**Data for this task**:

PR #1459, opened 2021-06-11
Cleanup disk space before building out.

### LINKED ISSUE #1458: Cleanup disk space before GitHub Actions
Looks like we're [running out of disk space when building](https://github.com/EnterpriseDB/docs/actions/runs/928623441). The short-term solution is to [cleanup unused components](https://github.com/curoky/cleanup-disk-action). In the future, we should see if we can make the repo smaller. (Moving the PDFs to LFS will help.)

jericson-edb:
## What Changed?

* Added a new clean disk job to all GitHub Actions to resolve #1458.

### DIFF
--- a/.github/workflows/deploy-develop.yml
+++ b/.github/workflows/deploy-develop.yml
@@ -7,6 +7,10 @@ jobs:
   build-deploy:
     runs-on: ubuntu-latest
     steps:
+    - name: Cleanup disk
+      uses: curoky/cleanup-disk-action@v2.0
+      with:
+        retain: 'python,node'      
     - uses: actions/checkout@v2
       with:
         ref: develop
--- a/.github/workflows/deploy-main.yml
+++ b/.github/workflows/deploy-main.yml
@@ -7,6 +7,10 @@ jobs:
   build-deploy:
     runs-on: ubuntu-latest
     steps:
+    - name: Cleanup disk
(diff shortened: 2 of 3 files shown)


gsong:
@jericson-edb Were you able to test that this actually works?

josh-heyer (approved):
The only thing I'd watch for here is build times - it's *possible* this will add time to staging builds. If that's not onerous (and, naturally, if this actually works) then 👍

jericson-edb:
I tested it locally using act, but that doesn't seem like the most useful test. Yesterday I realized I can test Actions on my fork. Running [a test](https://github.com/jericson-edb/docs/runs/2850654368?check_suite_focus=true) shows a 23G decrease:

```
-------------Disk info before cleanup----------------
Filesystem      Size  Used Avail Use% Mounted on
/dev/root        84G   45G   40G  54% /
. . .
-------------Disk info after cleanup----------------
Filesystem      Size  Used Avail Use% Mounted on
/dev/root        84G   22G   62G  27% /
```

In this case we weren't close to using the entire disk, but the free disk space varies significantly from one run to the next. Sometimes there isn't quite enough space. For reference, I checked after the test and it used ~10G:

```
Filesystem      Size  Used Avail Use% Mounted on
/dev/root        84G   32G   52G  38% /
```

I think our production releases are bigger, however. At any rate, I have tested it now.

**Work request**:
Each entry is to be returned in full, character for character.

**Exercise response**:
PR #1459, opened 2021-06-11
Cleanup disk space before building out.

### LINKED ISSUE #1458: Cleanup disk space before GitHub Actions
Looks like we're [running out of disk space when building](https://github.com/EnterpriseDB/docs/actions/runs/928623441). The short-term solution is to [cleanup unused components](https://github.com/curoky/cleanup-disk-action). In the future, we should see if we can make the repo smaller. (Moving the PDFs to LFS will help.)

jericson-edb:
## What Changed?

* Added a new clean disk job to all GitHub Actions to resolve #1458.

### DIFF
--- a/.github/workflows/deploy-develop.yml
+++ b/.github/workflows/deploy-develop.yml
@@ -7,6 +7,10 @@ jobs:
   build-deploy:
     runs-on: ubuntu-latest
     steps:
+    - name: Cleanup disk
+      uses: curoky/cleanup-disk-action@v2.0
+      with:
+        retain: 'python,node'      
     - uses: actions/checkout@v2
       with:
         ref: develop
--- a/.github/workflows/deploy-main.yml
+++ b/.github/workflows/deploy-main.yml
@@ -7,6 +7,10 @@ jobs:
   build-deploy:
     runs-on: ubuntu-latest
     steps:
+    - name: Cleanup disk
(diff shortened: 2 of 3 files shown)


gsong:
@jericson-edb Were you able to test that this actually works?

josh-heyer (approved):
The only thing I'd watch for here is build times - it's *possible* this will add time to staging builds. If that's not onerous (and, naturally, if this actually works) then 👍

jericson-edb:
I tested it locally using act, but that doesn't seem like the most useful test. Yesterday I realized I can test Actions on my fork. Running [a test](https://github.com/jericson-edb/docs/runs/2850654368?check_suite_focus=true) shows a 23G decrease:

```
-------------Disk info before cleanup----------------
Filesystem      Size  Used Avail Use% Mounted on
/dev/root        84G   45G   40G  54% /
. . .
-------------Disk info after cleanup----------------
Filesystem      Size  Used Avail Use% Mounted on
/dev/root        84G   22G   62G  27% /
```

In this case we weren't close to using the entire disk, but the free disk space varies significantly from one run to the next. Sometimes there isn't quite enough space. For reference, I checked after the test and it used ~10G:

```
Filesystem      Size  Used Avail Use% Mounted on
/dev/root        84G   32G   52G  38% /
```

I think our production releases are bigger, however. At any rate, I have tested it now.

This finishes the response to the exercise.